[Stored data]
PR #87, opened 2023-03-03
feat(juju_spell/commands/add_user.py): Grant user permission when acl…

jneo8:
- Call grant cmd in add-user cmd if `acl` is in the params.
- Grant cmd now will grant model permission for user.

### DIFF
--- a/juju_spell/commands/add_user.py
+++ b/juju_spell/commands/add_user.py
@@ -4,6 +4,7 @@ from typing import Any, Dict, Union
 from juju.controller import Controller
 
 from juju_spell.commands.base import BaseJujuCommand, Result
+from juju_spell.commands.enable_user import EnableUserCommand
 from juju_spell.commands.grant import GrantCommand
 from juju_spell.utils import random_password
 
@@ -26,11 +27,16 @@ class AddUserCommand(BaseJujuCommand):
             display_name=kwargs["display_name"],
         )
 
+        enable_cmd = EnableUserCommand()
+        enable_cmd_result = await enable_cmd.run(controller=controller, **kwargs)
+        if not enable_cmd_result.success:
+            return enable_cmd_result
+
         if kwargs.get("acl"):
             grant_cmd = GrantCommand()
-            grant_result: Result = await grant_cmd.run(controller=controller, **kwargs)
-            if not grant_result.success:
-                return grant_result
+            grant_cmd_result: Result = await grant_cmd.run(controller=controller, **kwargs)
+            if not grant_cmd_result.success:
+                return grant_cmd_result
 
         return {
             "user": user.username,
--- a/juju_spell/commands/add_user.py
+++ b/juju_spell/commands/add_user.py
@@ -1,9 +1,10 @@
 """Command to add users."""
-from typing import Any, Dict
+from typing import Any, Dict, Union
 
 from juju.controller import Controller
 
-from juju_spell.commands.base import BaseJujuCommand
+from juju_spell.commands.base import BaseJujuCommand, Result
+from juju_spell.commands.grant import GrantCommand
 from juju_spell.utils import random_password
 
 __all__ = ["AddUserCommand"]
@@ -12,7 +13,9 @@ __all__ = ["AddUserCommand"]
 class AddUserCommand(BaseJujuCommand):
     """Add user command."""
 
-    async def execute(self, controller: Controller, *args: Any, **kwargs: Any) -> Dict[str, str]:
+    async def execute(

Exercise instructions:
For each entry above, write out an exact copy.

Response to this task:
PR #87, opened 2023-03-03
feat(juju_spell/commands/add_user.py): Grant user permission when acl…

jneo8:
- Call grant cmd in add-user cmd if `acl` is in the params.
- Grant cmd now will grant model permission for user.

### DIFF
--- a/juju_spell/commands/add_user.py
+++ b/juju_spell/commands/add_user.py
@@ -4,6 +4,7 @@ from typing import Any, Dict, Union
 from juju.controller import Controller
 
 from juju_spell.commands.base import BaseJujuCommand, Result
+from juju_spell.commands.enable_user import EnableUserCommand
 from juju_spell.commands.grant import GrantCommand
 from juju_spell.utils import random_password
 
@@ -26,11 +27,16 @@ class AddUserCommand(BaseJujuCommand):
             display_name=kwargs["display_name"],
         )
 
+        enable_cmd = EnableUserCommand()
+        enable_cmd_result = await enable_cmd.run(controller=controller, **kwargs)
+        if not enable_cmd_result.success:
+            return enable_cmd_result
+
         if kwargs.get("acl"):
             grant_cmd = GrantCommand()
-            grant_result: Result = await grant_cmd.run(controller=controller, **kwargs)
-            if not grant_result.success:
-                return grant_result
+            grant_cmd_result: Result = await grant_cmd.run(controller=controller, **kwargs)
+            if not grant_cmd_result.success:
+                return grant_cmd_result
 
         return {
             "user": user.username,
--- a/juju_spell/commands/add_user.py
+++ b/juju_spell/commands/add_user.py
@@ -1,9 +1,10 @@
 """Command to add users."""
-from typing import Any, Dict
+from typing import Any, Dict, Union
 
 from juju.controller import Controller
 
-from juju_spell.commands.base import BaseJujuCommand
+from juju_spell.commands.base import BaseJujuCommand, Result
+from juju_spell.commands.grant import GrantCommand
 from juju_spell.utils import random_password
 
 __all__ = ["AddUserCommand"]
@@ -12,7 +13,9 @@ __all__ = ["AddUserCommand"]
 class AddUserCommand(BaseJujuCommand):
     """Add user command."""
 
-    async def execute(self, controller: Controller, *args: Any, **kwargs: Any) -> Dict[str, str]:
+    async def execute(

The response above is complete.